The Magic of Books

Today is World book Day in Ireland and the UK. I am so excited because today is the day I get to spend time with pupils in Scoil Iosagain chatting about the magic of reading and writing.

In a previous column I hinted at my mad passionate love affair with books and how I have spent whole days in bookshops but my affair with books didn’t start in bookshops.

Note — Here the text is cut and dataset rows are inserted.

PR #510, opened 2024-01-07
'Solution' py-move-file

yura-push:


app/main.py
```diff
@@ -1 +1,18 @@
-# write your code here
+import os
+
+
+def move_file(command: str) -> None:
+    command_name, old_file, path = command.split()
```
Dimosphen1, line 5: You could consider adding `*_` to collect excessive items in the command after split
```suggestion
    command_name, old_file, path, *_ = command.split()
```

app/main.py
```diff
@@ -1 +1,18 @@
...
+    path_dirs = path.split("/")
```
Dimosphen1, line 6: Do not use any specific directory delimiter in your code, your code should be platform-agnostic.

It started on my mother’s knee or, in my case, hanging on to it (there were seven of us) as her enchanting voice would transport us to another place in time. From a very early age I was hooked. Recently, a cousin of mine uncovered a photograph of a very young me totally lost in the world of Enid Blyton. Her world—­­full of croquet and ginger ale—was much more exotic than mine so I believed writers did not belong in ordinary every-day life. But after reading some Heaney and MacLaverty a little later—they had a knack of making every day things sound exotic—I tried my hand anyway. When I won my first ever poetry competition on Radio Ulster I thought I had it made, so much so I wrote to Michael Longley and asked him how I could get published. He answered my query with an eloquent note written in his own joined up hand writing. It was short and sweet ─ something about time and metamorphosis and sprouting wings. I had no idea what he was on about so when it didn’t include a list of publishing houses I allowed my dream to fade for a while. Little did I know about metaphors at the time. I was barely nine years old!

Still, scribbled notepads and dog-eared books filled my days. Sunny summers were spent reading among whin bushes and thorn hedges with a bag of Tayto crisps and a bottle of orange squash except for every other Tuesday. That was the day the mobile library van rolled in and set up shop three miles away in my nearest village. With gasping breath and rasping thirst my sisters and I ran and stumbled, tripping over the tuffs of grass growing in the middle of our narrow country road, climbing the steep hills and racing down the other side full of anticipation and fear in case we missed it. From the minute we caught sight of its cream sides we fell silent and climbed up the steel steps into a world of wonder and joy. We never spoke until we stepped down again with an armful of books to face the three-mile walk home with our entertainment for the next fortnight. Pure bliss! The heels must have been cut of me but I don’t remember much about that. I only remember the books, the smell of them, and the unbearable choice of having to pick six out of hundreds of desirable books lining the insides of mobile heaven.

Today I will relive the excitement of youthful reading once again through the eyes of the children in Scoil Iosagain, their eagerness to share their reading and their stories and the magic of books. I can’t wait. I am a bit jealous though. Their school has the most amazing library and they only have to walk across the road to the very charming and child friendly community library, one of many in Inishowen. The thing that really turns me green with envy is the fact they can pick ten and they are open Tuesday to Saturday every week including Wednesday evenings so you can return as often as you like and you can stay as long as you want. They don’t charge rent ─ I can vouch for that.



2 thoughts on “The Magic of Books

  1. […] to read a little more about my day and how I developed my love for reading? The magic of books  published in the Inishowen Independent today will fill you in. Share […]

  2. Brigitte says:

    Child-like wonder is always good for the soul and great reminders of how we once thought. Hope some of that feel-good stuff stays with you as you surround yourself with it! Happy World Book Day.